→ ABOUT THIS TASK
Which lines below contain the word "what"? Copy each one.

→ SOURCE DATA
━━━━━━━━━━━━━━━━━━━━
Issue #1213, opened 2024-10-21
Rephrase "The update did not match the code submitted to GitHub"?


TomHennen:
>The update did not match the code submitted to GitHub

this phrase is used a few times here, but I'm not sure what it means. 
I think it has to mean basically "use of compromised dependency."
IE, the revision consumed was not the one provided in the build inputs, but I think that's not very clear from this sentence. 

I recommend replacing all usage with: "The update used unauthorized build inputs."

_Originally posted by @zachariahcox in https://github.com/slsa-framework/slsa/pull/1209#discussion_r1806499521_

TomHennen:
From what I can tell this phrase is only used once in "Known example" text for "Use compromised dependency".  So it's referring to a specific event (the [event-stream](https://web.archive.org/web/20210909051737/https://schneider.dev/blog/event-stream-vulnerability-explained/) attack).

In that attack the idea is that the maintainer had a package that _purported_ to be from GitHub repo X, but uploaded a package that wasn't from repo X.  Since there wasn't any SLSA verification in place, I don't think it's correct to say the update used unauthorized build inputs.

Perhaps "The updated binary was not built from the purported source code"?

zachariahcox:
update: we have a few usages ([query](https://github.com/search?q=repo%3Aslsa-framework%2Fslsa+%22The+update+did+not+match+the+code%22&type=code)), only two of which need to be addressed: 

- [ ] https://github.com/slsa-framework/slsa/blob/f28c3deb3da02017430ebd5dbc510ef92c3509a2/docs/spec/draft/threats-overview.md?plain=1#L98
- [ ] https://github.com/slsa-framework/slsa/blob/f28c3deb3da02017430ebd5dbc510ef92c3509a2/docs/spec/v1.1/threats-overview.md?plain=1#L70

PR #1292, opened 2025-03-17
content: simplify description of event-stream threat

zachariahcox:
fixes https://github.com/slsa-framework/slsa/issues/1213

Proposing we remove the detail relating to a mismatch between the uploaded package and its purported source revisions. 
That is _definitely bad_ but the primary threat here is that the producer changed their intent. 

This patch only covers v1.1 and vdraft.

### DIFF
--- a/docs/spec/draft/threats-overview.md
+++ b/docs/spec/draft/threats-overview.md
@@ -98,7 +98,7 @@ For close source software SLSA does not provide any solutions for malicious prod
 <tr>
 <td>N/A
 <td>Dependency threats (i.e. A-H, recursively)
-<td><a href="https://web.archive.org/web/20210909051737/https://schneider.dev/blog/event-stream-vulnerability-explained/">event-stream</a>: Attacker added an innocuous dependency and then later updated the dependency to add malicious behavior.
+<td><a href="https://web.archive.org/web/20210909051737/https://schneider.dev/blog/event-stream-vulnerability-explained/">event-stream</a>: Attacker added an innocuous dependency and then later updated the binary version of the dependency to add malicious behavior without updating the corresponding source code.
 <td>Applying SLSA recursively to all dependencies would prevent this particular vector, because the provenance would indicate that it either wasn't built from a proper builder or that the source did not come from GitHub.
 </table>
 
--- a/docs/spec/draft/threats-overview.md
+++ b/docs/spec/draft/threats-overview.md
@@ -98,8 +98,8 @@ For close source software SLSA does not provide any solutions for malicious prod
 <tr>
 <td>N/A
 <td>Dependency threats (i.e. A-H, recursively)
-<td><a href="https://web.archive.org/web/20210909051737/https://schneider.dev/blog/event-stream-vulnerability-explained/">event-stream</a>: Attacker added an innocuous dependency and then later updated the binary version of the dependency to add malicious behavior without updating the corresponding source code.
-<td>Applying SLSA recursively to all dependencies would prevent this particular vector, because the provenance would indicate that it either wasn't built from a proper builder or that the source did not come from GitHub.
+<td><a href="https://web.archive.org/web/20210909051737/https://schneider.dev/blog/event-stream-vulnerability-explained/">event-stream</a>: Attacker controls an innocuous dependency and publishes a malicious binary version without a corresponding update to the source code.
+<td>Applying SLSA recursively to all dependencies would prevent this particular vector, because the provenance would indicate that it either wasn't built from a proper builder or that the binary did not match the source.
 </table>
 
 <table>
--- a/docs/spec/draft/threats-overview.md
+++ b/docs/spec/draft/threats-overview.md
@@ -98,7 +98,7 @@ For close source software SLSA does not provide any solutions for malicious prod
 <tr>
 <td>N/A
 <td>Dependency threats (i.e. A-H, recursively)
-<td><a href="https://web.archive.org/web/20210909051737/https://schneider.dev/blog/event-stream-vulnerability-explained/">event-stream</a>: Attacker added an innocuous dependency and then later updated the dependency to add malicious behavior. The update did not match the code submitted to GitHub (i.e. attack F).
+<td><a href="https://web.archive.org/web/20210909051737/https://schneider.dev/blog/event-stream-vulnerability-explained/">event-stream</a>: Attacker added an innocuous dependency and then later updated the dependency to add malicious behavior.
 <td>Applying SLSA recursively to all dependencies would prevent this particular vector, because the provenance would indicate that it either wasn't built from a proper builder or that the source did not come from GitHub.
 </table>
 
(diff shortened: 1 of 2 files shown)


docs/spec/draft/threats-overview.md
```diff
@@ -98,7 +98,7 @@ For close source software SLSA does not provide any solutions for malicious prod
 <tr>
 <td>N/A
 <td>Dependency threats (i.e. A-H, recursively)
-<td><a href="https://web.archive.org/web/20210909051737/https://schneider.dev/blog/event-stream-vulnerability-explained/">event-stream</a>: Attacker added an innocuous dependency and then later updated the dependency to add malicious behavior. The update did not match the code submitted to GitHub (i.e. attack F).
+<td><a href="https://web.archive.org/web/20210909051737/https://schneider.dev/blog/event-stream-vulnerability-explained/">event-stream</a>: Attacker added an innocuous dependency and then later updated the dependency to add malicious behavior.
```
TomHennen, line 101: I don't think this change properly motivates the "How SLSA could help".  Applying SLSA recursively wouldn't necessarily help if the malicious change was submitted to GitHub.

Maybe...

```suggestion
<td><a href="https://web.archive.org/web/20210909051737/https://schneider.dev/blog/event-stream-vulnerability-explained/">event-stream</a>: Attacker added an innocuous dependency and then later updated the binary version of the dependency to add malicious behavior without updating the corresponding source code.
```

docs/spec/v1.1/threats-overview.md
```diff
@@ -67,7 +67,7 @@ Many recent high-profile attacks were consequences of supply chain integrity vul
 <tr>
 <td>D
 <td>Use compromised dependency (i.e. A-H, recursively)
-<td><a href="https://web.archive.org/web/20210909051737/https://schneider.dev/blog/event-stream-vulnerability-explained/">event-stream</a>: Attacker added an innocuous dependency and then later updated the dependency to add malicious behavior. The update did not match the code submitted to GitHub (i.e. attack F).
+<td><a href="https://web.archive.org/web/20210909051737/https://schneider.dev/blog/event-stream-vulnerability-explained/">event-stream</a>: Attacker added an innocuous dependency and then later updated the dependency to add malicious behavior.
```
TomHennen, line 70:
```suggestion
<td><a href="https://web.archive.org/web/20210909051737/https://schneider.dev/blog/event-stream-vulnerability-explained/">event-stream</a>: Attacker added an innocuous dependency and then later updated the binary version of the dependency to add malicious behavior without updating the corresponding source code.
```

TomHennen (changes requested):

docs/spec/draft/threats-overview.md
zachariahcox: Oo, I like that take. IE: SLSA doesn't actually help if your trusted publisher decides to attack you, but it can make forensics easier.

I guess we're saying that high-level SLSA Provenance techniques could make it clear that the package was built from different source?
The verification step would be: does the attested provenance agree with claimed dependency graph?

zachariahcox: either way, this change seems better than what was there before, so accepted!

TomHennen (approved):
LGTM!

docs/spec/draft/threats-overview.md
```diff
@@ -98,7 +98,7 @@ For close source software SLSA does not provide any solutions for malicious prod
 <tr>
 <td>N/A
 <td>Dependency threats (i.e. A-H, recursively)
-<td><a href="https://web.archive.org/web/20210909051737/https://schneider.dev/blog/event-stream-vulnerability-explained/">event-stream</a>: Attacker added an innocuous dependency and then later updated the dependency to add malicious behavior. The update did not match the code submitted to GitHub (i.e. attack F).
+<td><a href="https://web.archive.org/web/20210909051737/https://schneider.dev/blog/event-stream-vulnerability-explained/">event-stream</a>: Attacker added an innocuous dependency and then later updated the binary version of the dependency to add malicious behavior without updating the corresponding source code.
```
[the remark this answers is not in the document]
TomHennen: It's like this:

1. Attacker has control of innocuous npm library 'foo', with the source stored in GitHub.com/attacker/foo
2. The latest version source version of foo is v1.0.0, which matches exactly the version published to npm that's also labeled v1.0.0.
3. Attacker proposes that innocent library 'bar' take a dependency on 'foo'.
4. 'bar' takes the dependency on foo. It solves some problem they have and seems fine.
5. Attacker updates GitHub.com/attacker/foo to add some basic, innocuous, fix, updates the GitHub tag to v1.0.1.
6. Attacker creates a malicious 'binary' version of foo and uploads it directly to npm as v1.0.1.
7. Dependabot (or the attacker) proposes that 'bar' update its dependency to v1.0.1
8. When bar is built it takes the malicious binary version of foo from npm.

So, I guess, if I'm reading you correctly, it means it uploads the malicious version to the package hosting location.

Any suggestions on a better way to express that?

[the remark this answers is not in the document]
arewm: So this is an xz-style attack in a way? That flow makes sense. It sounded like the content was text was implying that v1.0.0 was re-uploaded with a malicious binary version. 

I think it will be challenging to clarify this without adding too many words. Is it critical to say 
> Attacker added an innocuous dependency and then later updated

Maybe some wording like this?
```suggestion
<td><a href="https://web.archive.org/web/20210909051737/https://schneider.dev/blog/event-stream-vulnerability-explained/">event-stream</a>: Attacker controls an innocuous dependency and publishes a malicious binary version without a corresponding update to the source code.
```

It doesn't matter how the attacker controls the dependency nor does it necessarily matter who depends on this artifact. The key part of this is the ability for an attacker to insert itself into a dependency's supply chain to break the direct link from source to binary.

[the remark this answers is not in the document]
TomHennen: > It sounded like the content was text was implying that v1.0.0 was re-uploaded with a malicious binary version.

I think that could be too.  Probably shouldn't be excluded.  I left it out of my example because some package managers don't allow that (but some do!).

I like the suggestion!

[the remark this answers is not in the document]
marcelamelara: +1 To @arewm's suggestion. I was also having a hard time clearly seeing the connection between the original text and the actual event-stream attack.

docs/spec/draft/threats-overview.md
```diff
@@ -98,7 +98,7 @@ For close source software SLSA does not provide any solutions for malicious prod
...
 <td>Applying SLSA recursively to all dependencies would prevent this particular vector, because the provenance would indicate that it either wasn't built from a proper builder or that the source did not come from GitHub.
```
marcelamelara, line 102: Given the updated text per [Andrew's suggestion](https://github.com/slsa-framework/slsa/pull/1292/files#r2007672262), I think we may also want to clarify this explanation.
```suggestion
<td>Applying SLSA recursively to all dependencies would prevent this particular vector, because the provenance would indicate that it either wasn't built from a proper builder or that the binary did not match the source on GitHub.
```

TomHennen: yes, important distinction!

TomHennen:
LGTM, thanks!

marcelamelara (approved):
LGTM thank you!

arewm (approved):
━━━━━━━━━━━━━━━━━━━━
→ SOLUTION FOR THIS EXERCISE
this phrase is used a few times here, but I'm not sure what it means. 
From what I can tell this phrase is only used once in "Known example" text for "Use compromised dependency".  So it's referring to a specific event (the [event-stream](https://web.archive.org/web/20210909051737/https://schneider.dev/blog/event-stream-vulnerability-explained/) attack).
zachariahcox: either way, this change seems better than what was there before, so accepted!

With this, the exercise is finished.